Restate the records in their entirety, word for word.

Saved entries
+===+

PR #3868, opened 2024-04-25
fix(geocoder): resolve state for Australian territories

mattew124:
The address returned by the following link returns a territory in place of state so I have added state aliases to include this information:

https://nominatim.openstreetmap.org/reverse?format=xml&lat=-35.1604&lon=149.1049&zoom=19&addressdetails=1

### DIFF
--- a/lib/teslamate/locations/geocoder.ex
+++ b/lib/teslamate/locations/geocoder.ex
@@ -136,6 +136,13 @@ defmodule TeslaMate.Locations.Geocoder do
     "department"
   ]
 
+  @state_aliases [
+    "state",
+    "province",
+    "territory",
+    "state_code"
+  ]
+
   defp into_address(%{"error" => "Unable to geocode"} = raw) do
     unknown_address = %{
       display_name: "Unknown",
@@ -169,7 +176,7 @@ defmodule TeslaMate.Locations.Geocoder do
       city: raw["address"] |> get_first(@city_aliases),
       county: raw["address"] |> get_first(@county_aliases),
       postcode: get_in(raw, ["address", "postcode"]),
-      state: raw["address"] |> get_first(["state", "province", "state_code"]),
+      state: raw["address"] |> get_first(@state_aliases),
       state_district: get_in(raw, ["address", "state_district"]),
       country: raw["address"] |> get_first(["country", "country_name"]),
       raw: raw
--- a/test/teslamate/locations/geocoder_test.exs
+++ b/test/teslamate/locations/geocoder_test.exs
@@ -126,6 +126,109 @@ defmodule TeslaMate.Locations.GeocoderTest do
     end
   end
 
+  test "resolves the state for an Australian territory" do
+    with_mocks [
+      geocoder_mock(-35.1604, 149.1049, %{
+        "address" => %{
+          "road" => "Burrumarra Avenue",
+          "suburb" => "Ngunnawal",
+          "town" => "District of Gungahlin",
+          "territory" => "Australian Capital Territory",
+          "ISO3166-2-lvl4" => "AU-ACT",
+          "postcode" => "2913",
+          "country" => "Australia",
+          "country_code" => "au"
+        },
+        "addresstype" => "road",
+        "boundingbox" => ["-35.1605549", "-35.1598870", "149.1032096", "149.1053282"],
+        "category" => "highway",
+        "display_name" =>
+          "Burrumarra Avenue, Ngunnawal, District of Gungahlin, Australian Capital Territory, 2913, Australia",
+        "extratags" => %{
+          "lit" => "yes",
+          "lanes" => "2",
+          "surface" => "paved",
+          "cycleway" => "lane",
+          "maxspeed" => "50",
+          "lanes:forward" => "1",
+          "maxspeed:type" => "sign",
+          "lanes:backward" => "1"
+        },
+        "importance" => 0.05340591515983822,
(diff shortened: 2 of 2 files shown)


mattew124:
Once this change is applied is it possible to update existing data?

JakobLichterfeld:
Thanks for your suggestion!

> Once this change is applied is it possible to update existing data?

You can code a migration step which can add it for old data, not sure about the performance in this case tbh.

DrMichael:
@JakobLichterfeld I'd say, this PR makes sense....

JakobLichterfeld:
> @JakobLichterfeld I'd say, this PR makes sense....

Sure, but it is neither complete, nor backward compatible, nor proven to work worldwide.

JakobLichterfeld:
> nor proven to work worldwide

No Territory for adresses in germany. For example: https://nominatim.openstreetmap.org/reverse?format=xml&lat=48.95662066509727&lon=9.245291956117336&zoom=19&addressdetails=1

JakobLichterfeld:
This needed to be updated as well: https://github.com/teslamate-org/teslamate/blob/336ba301a9c83703d342741f32eebbb1496dc10f/test/support/mocks/geocoder.ex

JakobLichterfeld:
Thanks for your patience here — and sorry this sat for so long.

I re-checked your report against live Nominatim today and it's still valid: your coordinate returns `"territory": "Australian Capital Territory"` with no `state` key at all, so TeslaMate stores `state: nil` for the entire ACT. Same for the Northern Territory (Darwin → `"territory": "Northern Territory"`).

I also checked whether `territory` could ever shadow an existing value, since that was my main hesitation back then. Yukon (CA), Puerto Rico (US), Chile, Italy, Kenya and Thailand all use `state` or nothing — only the Australian territories use `territory`, and no address carries both. Because `get_first/2` returns the first non-nil hit and `territory` sits behind `state`/`province`, the change is purely additive: no address that resolves a state today changes its value. So my "not backward compatible / not proven worldwide" concern is settled — your fix is correct.

> Once this change is applied is it possible to update existing data?

Better answer than the one I gave in 2024: no migration needed. `TeslaMate.Locations.refresh_addresses/1` already re-geocodes every stored address, and it runs automatically whenever the language is changed in Settings. Switching the language away and back re-resolves all addresses through the new alias list. A DB migration couldn't do this anyway, since it needs network round trips to Nominatim (rate limited to ~1 request/s).

One thing is still missing before this can be merged:

- a regression test in `test/teslamate/locations/geocoder_test.exs` with an ACT payload — the existing tests mock the Tesla adapter with a full raw Nominatim response, so it's essentially a copy-paste of the JSON above

(Ignore my old comment about `test/support/mocks/geocoder.ex` — I looked again, that stub returns already-mapped address maps and never goes through `into_address/1`, so it doesn't need touching here.)

Since the branch is ~2 years behind `main` and the CLA is still unsigned: rather than asking you to rebase, would you be okay with me rebuilding this on current `main` and keeping your authorship via a `Co-authored-by:` trailer? The idea and the analysis are yours; I'd only add the test and the changelog entry. If you'd rather finish it yourself, that's just as welcome — say the word and I'll leave this open and review it.

JakobLichterfeld (approved):
Perfect, thanks for the quick turnaround — rebase and test both look good.

I checked the fixture against the live Nominatim response and it matches field for field, so it's a real regression guard rather than a synthetic payload. The expectations are right too: `city` resolves via `town`, `neighbourhood` via `suburb`, `county` stays `nil`, and `state` now picks up the territory. CI is green on `ff44340`.

I'll add the CHANGELOG entry myself and merge — no need to touch the branch again. Thanks for sticking with this one for two years.

mattew124:
For anyone who already has addresses in their database from before this fix — geocoded back when Nominatim returned `territory` instead of `state`/`province`/`state_code` (Australian territories like ACT/NT are the common case) — those existing rows are stuck with `state = NULL` permanently. TeslaMate caches resolved addresses by `osm_id`/`osm_type` and never re-queries them, so upgrading alone won't backfill historical data.

Since the raw geocoder response is already stored in `addresses.raw`, you can backfill it directly with the same alias priority this PR adds (`state`, `province`, `territory`, `state_code`) — no need to re-query Nominatim:

```sql
-- Preview affected rows first
SELECT count(*) FROM addresses
WHERE state IS NULL
  AND COALESCE(raw->'address'->>'state', raw->'address'->>'province', raw->'address'->>'territory', raw->'address'->>'state_code') IS NOT NULL;

-- Apply the backfill
UPDATE addresses
SET state = COALESCE(raw->'address'->>'state', raw->'address'->>'province', raw->'address'->>'territory', raw->'address'->>'state_code')
WHERE state IS NULL
  AND COALESCE(raw->'address'->>'state', raw->'address'->>'province', raw->'address'->>'territory', raw->'address'->>'state_code') IS NOT NULL;
```

For a Docker Compose setup:
```bash
docker compose exec -T database psql -U teslamate -d teslamate -c "UPDATE addresses SET state = COALESCE(raw->'address'->>'state', raw->'address'->>'province', raw->'address'->>'territory', raw->'address'->>'state_code') WHERE state IS NULL AND COALESCE(raw->'address'->>'state', raw->'address'->>'province', raw->'address'->>'territory', raw->'address'->>'state_code') IS NOT NULL;"
```

Only touches rows where `state IS NULL`, so it can't overwrite an existing value. Tested against a live instance — backfilled 310 rows with no issues.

+===+

* Response to this exercise *
PR #3868, opened 2024-04-25
fix(geocoder): resolve state for Australian territories

mattew124:
The address returned by the following link returns a territory in place of state so I have added state aliases to include this information:

https://nominatim.openstreetmap.org/reverse?format=xml&lat=-35.1604&lon=149.1049&zoom=19&addressdetails=1

### DIFF
--- a/lib/teslamate/locations/geocoder.ex
+++ b/lib/teslamate/locations/geocoder.ex
@@ -136,6 +136,13 @@ defmodule TeslaMate.Locations.Geocoder do
     "department"
   ]
 
+  @state_aliases [
+    "state",
+    "province",
+    "territory",
+    "state_code"
+  ]
+
   defp into_address(%{"error" => "Unable to geocode"} = raw) do
     unknown_address = %{
       display_name: "Unknown",
@@ -169,7 +176,7 @@ defmodule TeslaMate.Locations.Geocoder do
       city: raw["address"] |> get_first(@city_aliases),
       county: raw["address"] |> get_first(@county_aliases),
       postcode: get_in(raw, ["address", "postcode"]),
-      state: raw["address"] |> get_first(["state", "province", "state_code"]),
+      state: raw["address"] |> get_first(@state_aliases),
       state_district: get_in(raw, ["address", "state_district"]),
       country: raw["address"] |> get_first(["country", "country_name"]),
       raw: raw
--- a/test/teslamate/locations/geocoder_test.exs
+++ b/test/teslamate/locations/geocoder_test.exs
@@ -126,6 +126,109 @@ defmodule TeslaMate.Locations.GeocoderTest do
     end
   end
 
+  test "resolves the state for an Australian territory" do
+    with_mocks [
+      geocoder_mock(-35.1604, 149.1049, %{
+        "address" => %{
+          "road" => "Burrumarra Avenue",
+          "suburb" => "Ngunnawal",
+          "town" => "District of Gungahlin",
+          "territory" => "Australian Capital Territory",
+          "ISO3166-2-lvl4" => "AU-ACT",
+          "postcode" => "2913",
+          "country" => "Australia",
+          "country_code" => "au"
+        },
+        "addresstype" => "road",
+        "boundingbox" => ["-35.1605549", "-35.1598870", "149.1032096", "149.1053282"],
+        "category" => "highway",
+        "display_name" =>
+          "Burrumarra Avenue, Ngunnawal, District of Gungahlin, Australian Capital Territory, 2913, Australia",
+        "extratags" => %{
+          "lit" => "yes",
+          "lanes" => "2",
+          "surface" => "paved",
+          "cycleway" => "lane",
+          "maxspeed" => "50",
+          "lanes:forward" => "1",
+          "maxspeed:type" => "sign",
+          "lanes:backward" => "1"
+        },
+        "importance" => 0.05340591515983822,
(diff shortened: 2 of 2 files shown)


mattew124:
Once this change is applied is it possible to update existing data?

JakobLichterfeld:
Thanks for your suggestion!

> Once this change is applied is it possible to update existing data?

You can code a migration step which can add it for old data, not sure about the performance in this case tbh.

DrMichael:
@JakobLichterfeld I'd say, this PR makes sense....

JakobLichterfeld:
> @JakobLichterfeld I'd say, this PR makes sense....

Sure, but it is neither complete, nor backward compatible, nor proven to work worldwide.

JakobLichterfeld:
> nor proven to work worldwide

No Territory for adresses in germany. For example: https://nominatim.openstreetmap.org/reverse?format=xml&lat=48.95662066509727&lon=9.245291956117336&zoom=19&addressdetails=1

JakobLichterfeld:
This needed to be updated as well: https://github.com/teslamate-org/teslamate/blob/336ba301a9c83703d342741f32eebbb1496dc10f/test/support/mocks/geocoder.ex

JakobLichterfeld:
Thanks for your patience here — and sorry this sat for so long.

I re-checked your report against live Nominatim today and it's still valid: your coordinate returns `"territory": "Australian Capital Territory"` with no `state` key at all, so TeslaMate stores `state: nil` for the entire ACT. Same for the Northern Territory (Darwin → `"territory": "Northern Territory"`).

I also checked whether `territory` could ever shadow an existing value, since that was my main hesitation back then. Yukon (CA), Puerto Rico (US), Chile, Italy, Kenya and Thailand all use `state` or nothing — only the Australian territories use `territory`, and no address carries both. Because `get_first/2` returns the first non-nil hit and `territory` sits behind `state`/`province`, the change is purely additive: no address that resolves a state today changes its value. So my "not backward compatible / not proven worldwide" concern is settled — your fix is correct.

> Once this change is applied is it possible to update existing data?

Better answer than the one I gave in 2024: no migration needed. `TeslaMate.Locations.refresh_addresses/1` already re-geocodes every stored address, and it runs automatically whenever the language is changed in Settings. Switching the language away and back re-resolves all addresses through the new alias list. A DB migration couldn't do this anyway, since it needs network round trips to Nominatim (rate limited to ~1 request/s).

One thing is still missing before this can be merged:

- a regression test in `test/teslamate/locations/geocoder_test.exs` with an ACT payload — the existing tests mock the Tesla adapter with a full raw Nominatim response, so it's essentially a copy-paste of the JSON above

(Ignore my old comment about `test/support/mocks/geocoder.ex` — I looked again, that stub returns already-mapped address maps and never goes through `into_address/1`, so it doesn't need touching here.)

Since the branch is ~2 years behind `main` and the CLA is still unsigned: rather than asking you to rebase, would you be okay with me rebuilding this on current `main` and keeping your authorship via a `Co-authored-by:` trailer? The idea and the analysis are yours; I'd only add the test and the changelog entry. If you'd rather finish it yourself, that's just as welcome — say the word and I'll leave this open and review it.

JakobLichterfeld (approved):
Perfect, thanks for the quick turnaround — rebase and test both look good.

I checked the fixture against the live Nominatim response and it matches field for field, so it's a real regression guard rather than a synthetic payload. The expectations are right too: `city` resolves via `town`, `neighbourhood` via `suburb`, `county` stays `nil`, and `state` now picks up the territory. CI is green on `ff44340`.

I'll add the CHANGELOG entry myself and merge — no need to touch the branch again. Thanks for sticking with this one for two years.

mattew124:
For anyone who already has addresses in their database from before this fix — geocoded back when Nominatim returned `territory` instead of `state`/`province`/`state_code` (Australian territories like ACT/NT are the common case) — those existing rows are stuck with `state = NULL` permanently. TeslaMate caches resolved addresses by `osm_id`/`osm_type` and never re-queries them, so upgrading alone won't backfill historical data.

Since the raw geocoder response is already stored in `addresses.raw`, you can backfill it directly with the same alias priority this PR adds (`state`, `province`, `territory`, `state_code`) — no need to re-query Nominatim:

```sql
-- Preview affected rows first
SELECT count(*) FROM addresses
WHERE state IS NULL
  AND COALESCE(raw->'address'->>'state', raw->'address'->>'province', raw->'address'->>'territory', raw->'address'->>'state_code') IS NOT NULL;

-- Apply the backfill
UPDATE addresses
SET state = COALESCE(raw->'address'->>'state', raw->'address'->>'province', raw->'address'->>'territory', raw->'address'->>'state_code')
WHERE state IS NULL
  AND COALESCE(raw->'address'->>'state', raw->'address'->>'province', raw->'address'->>'territory', raw->'address'->>'state_code') IS NOT NULL;
```

For a Docker Compose setup:
```bash
docker compose exec -T database psql -U teslamate -d teslamate -c "UPDATE addresses SET state = COALESCE(raw->'address'->>'state', raw->'address'->>'province', raw->'address'->>'territory', raw->'address'->>'state_code') WHERE state IS NULL AND COALESCE(raw->'address'->>'state', raw->'address'->>'province', raw->'address'->>'territory', raw->'address'->>'state_code') IS NOT NULL;"
```

Only touches rows where `state IS NULL`, so it can't overwrite an existing value. Tested against a live instance — backfilled 310 rows with no issues.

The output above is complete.